In the ICSE Class 9 Mathematics curriculum, the topic of triangles is a fundamental part of geometry. Here is a summary of the key concepts covered:

1. **Types of Triangles**: Triangles are classified based on their sides and angles. They can be classified as equilateral (all sides are equal), isosceles (two sides are equal), or scalene (no sides are equal). Based on angles, triangles can be acute (all angles are less than 90 degrees), obtuse (one angle is greater than 90 degrees), or right-angled (one angle is exactly 90 degrees).

2. **Properties of Triangles**: Various properties of triangles are discussed, including the sum of interior angles (which is always 180 degrees), the exterior angle property (an exterior angle is equal to the sum of the two interior opposite angles), and the Pythagorean theorem (in a right-angled triangle, the square of the hypotenuse is equal to the sum of the squares of the other two sides).
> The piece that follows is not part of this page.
PR #12364, opened 2021-11-15
fix: handle query params and whitespace in css-urls

### LINKED ISSUE #12287: theme @fontface urls don't support query params
When in a Vaadin theme i have a @fontface url as url('./roboto-v20-latin-ext_latin-regular.woff2') this leads to the browser making a request for http://localhost:8080/ui/VAADIN/static/themes/combinedtheme/fonts/roboto-v20-latin-ext_latin-regular.woff2 which is good and works as expected.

3. **Congruence of Triangles**: Two triangles are congruent if their corresponding sides and angles are equal. Various criteria for triangle congruence are discussed, including Side-Angle-Side (SAS), Side-Side-Side (SSS), Angle-Side-Angle (ASA), and Angle-Angle-Side (AAS).

4. **Similarity of Triangles**: Two triangles are similar if their corresponding angles are equal and their corresponding sides are in proportion. The concept of similarity is important for solving problems involving indirect measurements and scale drawings.
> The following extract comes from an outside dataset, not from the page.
PR #12376, opened 2021-11-16
fix: dev server serves only /VAADIN/* and sw.js

### LINKED ISSUE #12366: [Vite] Vite serves `index.html` directly when login view set in Spring Security configuration
Reproduction:
- Check out https://github.com/vaadin/fusion-crm-tutorial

5. **Theorems Related to Similarity**: Theorems such as the Basic Proportionality Theorem (Thales theorem) and the Angle Bisector Theorem are discussed in the context of similar triangles.

6. **Application Problems**: Real-life problems involving triangles, such as finding the height of a flagpole, the distance between two inaccessible points, or the area of a triangle, are solved using the concepts of triangle properties and similarity.

Understanding these concepts is crucial for further studies in geometry and trigonometry.